I understand everything up until that point. I see how $$j \binom{n-p}{j}=(n-s)\binom{n-s-1}{j-1}$$ but I'm not sure how they used that and the binomial identity (I'm not sure which identity they are referring to) to show the equation in eq. 4, that is: $$ \sum_{j=0}^{n-s}\binom{n-s}{j}(s+j-1)(n-1)^{n-s-j-1}=sn^{n-s-1}$$ Can anyone help me understand this last part of their proof? Why is this equation true?
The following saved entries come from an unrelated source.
PR #655, opened 2019-09-04
3257: port uri handler

meejah:
Fixes https://tahoe-lafs.org/trac/tahoe-lafs/ticket/3257

---
This change is [Reviewable](https://reviewable.io/reviews/tahoe-lafs/tahoe-lafs/655)

### DIFF
--- a/src/allmydata/test/web/test_root.py
+++ b/src/allmydata/test/web/test_root.py
@@ -12,12 +12,6 @@ from allmydata.web.common import WebError
 from hypothesis import given
 from hypothesis.strategies import text
 
-# remove nevow imports when we use twisted.web.Site instead of nevow
-# for the base.
-from nevow.inevow import IRequest
-
-from zope.interface import directlyProvides
-
 
 class FakeRoot(Root):
     def __init__(self):
@@ -49,7 +43,6 @@ class RenderSlashUri(unittest.TestCase):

Thanks.
Put $n-s-j=r$:
$$\begin{align} \sum_{j=0}^{n-s}\binom {n-s}j(s+j-1)(n-1)^{n-s-j-1} &=\sum_{r=0}^{n-s}\binom{n-s}{n-s-r}(n-r-1)(n-1)^{r-1}\\\\ &=\sum_{r=0}^{n-s}\binom {n-s}r(n-1)^r-\sum_{r=0}^{n-s}\binom {n-s}r r(n-1)^{r-1}\\\\ &=[1+(n-1)]^{n-s}-(n-s)n^{n-s-1}\\\\ &=n^{n-s}-(n-s)n^{n-s-1}\\\\ &=sn^{n-s-1}\quad\blacksquare \end{align}$$
Some additional notes which may be useful in reading the above:
When substituting $n-s-j=r$, notice that when $j=0, r=n-s$ and when $j=n-s, r=0$ so limits are the same (but inverted).
The following identities are useful: $$\sum_{r=0}^m \binom mr x^r=(1+x)^m\\ \sum_{r=0}^{m}\binom mr rx^{r-1}=m(1+x)^{m-1}$$ Substitute $m=n-s$ and $x=n-1$ and the result unfolds before your eyes!